• [Problem to work on] Where does the string "arrow" occur in the records below? Copy every line that holds it.

(Saved data entries)
══════════════════════════════

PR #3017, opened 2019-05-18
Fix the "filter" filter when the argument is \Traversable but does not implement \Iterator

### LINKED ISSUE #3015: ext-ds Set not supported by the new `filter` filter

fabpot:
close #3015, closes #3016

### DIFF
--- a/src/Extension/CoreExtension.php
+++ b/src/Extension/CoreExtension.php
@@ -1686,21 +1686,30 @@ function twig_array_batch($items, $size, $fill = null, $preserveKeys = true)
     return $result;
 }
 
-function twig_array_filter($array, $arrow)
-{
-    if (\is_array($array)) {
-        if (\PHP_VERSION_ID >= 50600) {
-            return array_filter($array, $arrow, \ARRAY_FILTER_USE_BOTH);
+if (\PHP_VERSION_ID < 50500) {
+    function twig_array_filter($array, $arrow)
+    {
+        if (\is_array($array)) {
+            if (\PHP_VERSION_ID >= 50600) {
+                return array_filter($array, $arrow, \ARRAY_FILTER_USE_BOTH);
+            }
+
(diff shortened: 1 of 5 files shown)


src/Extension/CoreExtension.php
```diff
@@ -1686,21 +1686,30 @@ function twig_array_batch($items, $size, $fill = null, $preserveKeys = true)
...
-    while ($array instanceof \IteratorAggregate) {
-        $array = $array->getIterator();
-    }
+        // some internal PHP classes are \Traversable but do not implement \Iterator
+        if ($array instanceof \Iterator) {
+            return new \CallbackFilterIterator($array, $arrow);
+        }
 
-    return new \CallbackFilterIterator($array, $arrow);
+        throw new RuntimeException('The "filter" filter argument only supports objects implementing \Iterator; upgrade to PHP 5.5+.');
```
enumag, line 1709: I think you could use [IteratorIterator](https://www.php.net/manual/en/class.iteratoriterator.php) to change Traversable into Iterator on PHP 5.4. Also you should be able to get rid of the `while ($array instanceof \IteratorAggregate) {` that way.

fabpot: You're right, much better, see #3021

══════════════════════════════

• [Problem solution]
-function twig_array_filter($array, $arrow)
-            return array_filter($array, $arrow, \ARRAY_FILTER_USE_BOTH);
+    function twig_array_filter($array, $arrow)
+                return array_filter($array, $arrow, \ARRAY_FILTER_USE_BOTH);
+            return new \CallbackFilterIterator($array, $arrow);
-    return new \CallbackFilterIterator($array, $arrow);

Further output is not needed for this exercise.